Hill in North Yorkshire, England

Hood Hill is a small peak on the western side of the Hambleton Hills in North Yorkshire. The hill is 252 m high, and is a layer of Coralline Oolite on top of sandstone. The hill is noted for being conically-shaped, and being part of the view westwards from Sutton Bank.

== Description ==
Hood Hill, which is just to the west of Sutton Bank, and some 7 mi east of Thirsk, is 252 m at its highest point, and the cap slopes gently to the south towards Thirkleby and Carlton Husthwaite. Kilburn Beck rises on its southern flank. The small valley between Roulston Scar and Hood Hill (on the eastern side of the hill), was carved by ice and meltwater streams during the Ice-Age. It is thought that both Hood Beck and Hood Grange (known as Hode in the 12th century), are named after the adjacent Hood Hill. The name derives from the Old English hōd – a hood-shaped hill.

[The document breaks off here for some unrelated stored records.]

Issue #1935, opened 2022-08-10
Top Issues Dashboard


rickstaa:
A simple dashboard that lists the top issues/bugs/features and pull requests.

## Top issues

1. #1
2. #1471
3. #455
4. #1406
5. #1001

arndom:
@rickstaa can I be assigned this?

qwerty541:
> @rickstaa can I be assigned this?

Hey, @arndom! No, you can't be assigned. This is special automatically generated dashboard issue for tracking community demand. It should be never closed or assigned to someone for any reason. You can choose some issue that you are interested in working on from the list.

qwerty541:
> Oh ok, my bad. Maybe a label could be added to indicate that ?

This issue already has a special unique label "top issues dashboard".

arndom:
Ooh, didn't realize that, thanks.

FrankRay78:
Hello @rickstaa, I'm a maintainer over at [spectre.console](https://github.com/spectreconsole/spectre.console).  Limited maintainer capacity means we've been looking at ways to manage the volume of incoming issues/PRs. Your dashboard above looks most suitable. I don't (currently) know anything about github actions bots, but I'm wondering if it's something that could be copied to our repo.

rickstaa:
> Hello @rickstaa, I'm a maintainer over at [spectre.console](https://github.com/spectreconsole/spectre.console). Limited maintainer capacity means we've been looking at ways to manage the volume of incoming issues/PRs. Your dashboard above looks most suitable. I don't (currently) know anything about github actions bots, but I'm wondering if it's something that could be copied to our repo.
> 
> **Update** - I've just seen your repo: https://github.com/rickstaa/top-issues-action

Hey @FrankRay78, it's fantastic to hear that you like my action and are considering it for https://github.com/spectreconsole/spectre.console 🚀. The action targets open-source projects like GRS that don't have a clear backlog or development pipeline. If you have any questions or feature requests, don't hesitate to ask 🙂.

qwerty541:
> Hello @rickstaa, I'm a maintainer over at [spectre.console](https://github.com/spectreconsole/spectre.console). Limited maintainer capacity means we've been looking at ways to manage the volume of incoming issues/PRs. Your dashboard above looks most suitable. I don't (currently) know anything about github actions bots, but I'm wondering if it's something that could be copied to our repo.
> 
> **Update** - I've just seen your repo: https://github.com/rickstaa/top-issues-action

[...]

PR #3182, opened 2023-08-31
Feature team stats

pursonchen:
Hi, guys. This day I needed to evaluate a development team's GitHub status, and then I found your awesome tools, The card is very good, I made a little change to aggregate many accounts's statuses and then output a status card. the API is  https://host/api?team=account1,account2

### DIFF
--- a/api/team.js
+++ b/api/team.js
@@ -39,12 +39,13 @@ export default async (req, res) => {
     border_color,
     rank_icon,
     show,
+    team_name,
   } = req.query;
   res.setHeader("Content-Type", "image/svg+xml");
 
   const username_list = usernames.split(",");
 
-  for (const username in username_list) {
+  for (const username of username_list) {
     if (blacklist.includes(username)) {
       return res.send(renderError("Something went wrong"));
     }
@@ -65,11 +66,11 @@ export default async (req, res) => {
     totalDiscussionsStarted: 0,
     totalDiscussionsAnswered: 0,
     contributedTo: 0,
-    rank: { level: "C", percentile: 100 },
+    rank: { level: "C", percentile: 0 },
   };
 
   try {
-    for (let username in username_list) {
+    for (let username of username_list) {
       const stats = await fetchStats(
         username,
         parseBoolean(include_all_commits),
@@ -87,7 +88,8 @@ export default async (req, res) => {
       team_stats.contributedTo += stats.contributedTo;
       team_stats.rank.percentile += stats.rank.percentile;
     }
-    team_stats.name = `${username_list}'s team `;
+    team_stats.name = `${team_name ? team_name : username_list[0]} team `;
+
     team_stats.rank.level = rank_to_level(
       team_stats.rank.percentile / 100 / username_list.length,
     );
--- a/api/team.js
+++ b/api/team.js
@@ -1,0 +1,142 @@
+import { renderStatsCard } from "../src/cards/stats-card.js";
+import { blacklist } from "../src/common/blacklist.js";
+import {
+  clampValue,
+  CONSTANTS,
+  parseArray,
+  parseBoolean,
+  renderError,
+} from "../src/common/utils.js";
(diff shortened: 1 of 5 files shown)


rickstaa:
@pursonchen Although I love the feature you have implemented, we can, in the current state, not merge it into the master branch. This is because it performs N GraphQL requests, causing our already overloaded public instance rate-limited faster (i.e. https://docs.github.com/en/graphql/overview/resource-limitations) 😅. See https://github.com/anuraghazra/github-readme-stats/issues/1471 for more information. I would, however, like to add your card under an environmental variable when we release our GitHub action later this year (i.e. https://github.com/anuraghazra/github-readme-stats/issues/2179). Could you [create a feature request](https://github.com/anuraghazra/github-readme-stats/issues/new?assignees=&labels=enhancement&projects=&template=feature_request.yml) so we can track your feature and see [how much interest there is from the community](https://github.com/anuraghazra/github-readme-stats/issues/1935)?

api/team.js
```diff
@@ -0,0 +1,144 @@
...
+      team_stats.mergedPRsPercentage += stats.mergedPRsPercentage;
+      team_stats.totalReviews += stats.totalReviews;
+      team_stats.totalCommits += stats.totalCommits;
+      team_stats.totalIssues += stats.totalIssues;
+      team_stats.totalStars += stats.totalStars;
+      team_stats.totalDiscussionsStarted += stats.totalDiscussionsStarted;
+      team_stats.totalDiscussionsAnswered += stats.totalDiscussionsAnswered;
+      team_stats.contributedTo += stats.contributedTo;
+      team_stats.rank.percentile += stats.rank.percentile;
+    }
```
qwerty541, line 90: @pursonchen I think that the following lines of code should be totally reworked if we are going to merge this feature someday. I expect to have only one GraphQL request which will fetch required data about team members. Calling `fetchStats()` function inside loop is an error since it decrease performace and cause hitting upstream GitHub API rate limits. Algorithm complexity should be improved from $O(n)$ to $O(1)$ as previously noticed @rickstaa.

I also do not see much sense in showing sum stats of n people and their average rank. Is showing rank useful in case of team card? I do not think so. I think it is a place for discussion.

Remember that you can implement anything and deploy it on your own Vercel instance.

rickstaa: @qwerty541, excellent point! It seems that with [GraphQL v4](https://docs.github.com/en/graphql), data for multiple users can now be fetched without using more GraphQL points:

```graphql
{
  user1: user(login: "rickstaa") {
    ...UserFragment
  }
  user2: user(login: "qwerty541") {
    ...UserFragment
  }
  user3: user(login: "pursonchen") {
    ...UserFragment
  }
  rateLimit {
    limit
    cost
    remaining
    resetAt
  }
}

fragment UserFragment on User {
  login
  name
  contributionsCollection {
    totalCommitContributions
    totalPullRequestReviewContributions
  }
  repositoriesContributedTo(
    first: 1
    contributionTypes: [COMMIT, ISSUE, PULL_REQUEST, REPOSITORY]
  ) {
    totalCount
  }
  pullRequests(first: 1) {
    totalCount
  }
  mergedPullRequests: pullRequests(states: MERGED) {
    totalCount
  }
  openIssues: issues(states: OPEN) {
    totalCount
  }
  closedIssues: issues(states: CLOSED) {
    totalCount
  }
  followers {
    totalCount
  }
  repositoryDiscussions {
    totalCount
  }
  repositoryDiscussionComments(onlyAnswers: true) {
    totalCount
  }
}
```

I was surprised to learn about that feature and that it only uses 1 GraphQL point. Thanks for bringing it to my attention. As a result, making the addition of this card possible without having to wait for the GitHub action to be released. 

However, creating a separate team data fetcher is essential so that the codebase doesn't get cluttered. Furthermore, we have to discuss which stats would be interesting to show for teams. I think the following stats are not helpful when looking at teams:

- Contributed to (last year).
- Total discussions started.
- Total discussion answered.
- PR reviews.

The conical-shaped cap of Hood Hill is a layer of Coralline Oolite; an oolitic limestone which also makes up the cliffs of Boltby Scar, Roulston Scar and Whitestonecliff. The oolite can be up to 60 ft thick in places, and the harder sandstone underneath the cap was quarried for use locally in building and for walling stone. It is thought that the top of the hill would have protruded above the ice sheet as a Nunatak. Hood Hill is part of the west-facing escarpment of the Hambleton Hills that overlooks the Vale of York. The area was afforested by the Forestry Commission in the 1950s.

It has been suggested that a stone on the top of the hill is one formerly used by druids, with some writers suggesting human sacrifice. There is evidence of dykes, trenches and other earthworks from the Romano-British period. Hood Castle, a motte and bailey structure, was believed to have been built by Roger de Stuteville in the 12th century; a document records that Henry II sent 300 soldiers to Hood Castle to help rout bandits in the area around Hood Hill. A licence to crenellate was awarded in 1264, but it was last mentioned in 1322. The site is now a scheduled monument.

Veterinary surgeon and author, James Herriott described the view from Sutton Bank across Gormire Lake and Hood Hill as the "finest in England".

== Aircraft crashes ==
There have been two aircraft crashes on the hill:
- 5 May 1943 – Halifax JD105 was returning from a bombing raid over Dortmund in the Second World War, crashing into the hill during thick fog, killing five of the eight crew. After the initial bombing run over Germany, one of the crew members stated that he felt ill, and so the pilot reduced the height possibly due to suspected hypoxia in the crew member. Engine trouble was also thought to be an issue.
- 21 September 1954 – A Sabre (XD733) of No. 92 Squadron based at RAF Linton-on-Ouse crashed almost vertically into the hill.

A memorial to both crashes has been placed on the hill. In 2009, a report in the York Press stated that military souvenir hunters were using metal detectors to salvage equipment from the Sabre crash site. People were warned that the pilots remains are still on the hill, and that the site was protected by the Protection of Military Remains Act.